Now we have Payton and Deuce and Brees.  Reggie and Horn and Colston.  And a shot at the SuperBowl.  Yes, the Saints, the perennial underdogs, the “Aint’s”, the heartbreak of the Mills family for generations, will be heading to the NFC Championship game.  One year after the Hurricane Katrina-ravanged season.  Forty years after the team was franchised.

It’s good to be a Mills tonight.  After I get through breathing into this bag, I think I’ll go suck a cough drop and find some press-on nails.

Did you know that the field goal ball is really slippery?  Tony Romo does.  He’s the poor Cowboys’ quarterback that fumbled a snap last night to end the Cowboys playoff hopes.  Poor Robin, not being a life-long Saints fan, said just seconds before the fumble, “It looks like [the Cowboys] are going to win this one!”  I advised that he didn’t need to get too excited until the game was over.  After all, the Saints lost because of a Hail Mary pass my very first game at the Superdome.  I know all about heartache caused by football teams.

Both of the teams I was rooting for today lost - the Jets and the Giants.  The Jet because I like to hear Mike Greenberg on Mike and Mike in the Morning talk about them.  The Giants because I know that Eli will eventually get out from under his brother’s shadow and be the quarterback I know he can be.  I always root for the Mannings, but Eli and I are the same age - gotta root for 80’s babies (as in 1980.)

Speaking of 1980, it’s only 23 days until my birthday!  I hope you’re thinkin about what to get me.  I don’t want any slippery balls though.  I’ll leave them to Tony Romo.

I’m slowing drowning in my own mucus.  It’s kinda gross.  And I can’t take anything to stop it if I have to work - which is every day but Sunday.  Everything I take knocks me out completely.
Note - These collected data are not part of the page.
PR #1097, opened 2022-07-04
Add concurrency cancel-in-progress: true to workflows

Thoralf-M:
Add concurrency cancel-in-progress: true to workflows

### DIFF
--- a/.github/workflows/examine-python-bindings.yml
+++ b/.github/workflows/examine-python-bindings.yml
@@ -19,7 +19,7 @@ on:
     paths:
       - ".github/workflows/examine-python-bindings.yml"
       - ".github/actions/**"
-      - "bindings/python/native/**"
+      - "bindings/python/**"
       # Watch the Rust core too
       - "src/**"
       - "Cargo.toml"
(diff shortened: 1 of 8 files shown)


.github/workflows/examine-python-bindings.yml
```diff
@@ -19,7 +19,7 @@ on:
     paths:
       - ".github/workflows/examine-python-bindings.yml"
       - ".github/actions/**"
-      - "bindings/python/**"
+      - "bindings/python/native/**"
```
thibault-martinez: Not really sure we should do that. It would mean we wouldn't trigger actions if we change the Python code itself. Also, it's inconsistent with the push section.

Thoralf-M: Just added it because the workflow was running only for Python and I thought it's related to this, will undo

Thoralf-M:
```suggestion
      - "bindings/python/**"
```

thibault-martinez (approved):

samuel-rufi (approved):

This afternoon, I had to work for a few hours.  So I suffered until I got home.  Then I drank as much Earl Grey and Diet Coke that I could hold.  The thought was that the caffeine would counteract the stuff in the drugs that make me comotose.  I’ve taken two types of drugs in the past seven hours and am still semi-conscious, so the caffeine’s worked so far.  Only now I’m afraid that I will never go to sleep tonight.  And I can’t take more medicine to counter-counteract the caffeine because Mama and Daddy will be here in the morning to help us hang pictures (and by help, I mean hang not only what we got for Christmas, but some things I bought in October, while Robin and I watch TV.)

All this to say, tonight I’ll either blog more to put myself to sleep or drown in my own mucus.  If this is the last entry of my blog, you know which it was.
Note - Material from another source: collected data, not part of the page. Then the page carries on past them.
PR #1117, opened 2022-07-11
Fetch node info from one of the nodes

pvdrz:
@Thoralf-M @thibault-martinez is this good enough?


thibault-martinez:
Closing as we won't do this for a while.

PR #1160, opened 2022-07-25
Fix testRetryUntilIncludedBlock + update example in README

samuel-rufi:


bindings/java/iota-client-java/src/test/java/org/iota/HighLevelApiTest.java
```diff
@@ -60,7 +57,15 @@ public void testRetryBlock() {
...
     @Test
     public void testRetryUntilIncludedBlock() throws ClientException {
-        LinkedHashMap<BlockId, Block> ret = client.retryUntilIncluded(client.getTips()[0], 1, 10);
+        SecretManager secretManager = new MnemonicSecretManager(client.generateMnemonic());
+        String[] addresses = client.generateAddresses(secretManager, new GenerateAddressesOptions().withRange(new Range(0, 2)));
+        requestFundsFromFaucet(addresses[0]);
+        GenerateBlockOptions.ClientBlockBuilderOutputAddress output = new GenerateBlockOptions.ClientBlockBuilderOutputAddress(addresses[1], Integer.toString(1000000));
+        Block b = client.generateBlock(secretManager, new GenerateBlockOptions().withOutput(output));
+        BlockId id = client.postBlock(b);
+        LinkedHashMap<BlockId, Block> ret = client.retryUntilIncluded(id, 1, 10);
```
Thoralf-M:
```suggestion
        LinkedHashMap<BlockId, Block> ret = client.retryUntilIncluded(id, 2, 15);
```
Maybe we should do this to be a little safer

samuel-rufi: good idea

Thoralf-M (approved):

I have wise friends.  Today one of them said, “If you don’t take time for yourself, no one else will take it for you.”  I’ve been neglecting things lately that I like to do and that make me feel good.  This blog is one of those things.  So I’ll take time every day to make sure I’m doing things for myself.  (No one can accuse me of not being selfish!)

I didn’t make any New Year’s Resolutions.  They get broken anyway.  There are things I know I need to work on, but I don’t need a big date to get me to work on my faults - I just need a wake-up call or a slap in the face or a life-changing event. 

Within the past week I’ve really learned the preciousness of life.  A colleague unexpectedly lost her brother and a very good friend discovered that spermicides are not as effective as the pill (contrary to her doctor’s advice.) 

These are just two examples of how your life can change on a dime.  January 1, 2007 was not a life-changing day for me.  January 4, yeah.  January 5, maybe.  You never know when something is going to change, so I resolve to make daily resolutions - easier to keep and probably longer lasting than new year’s.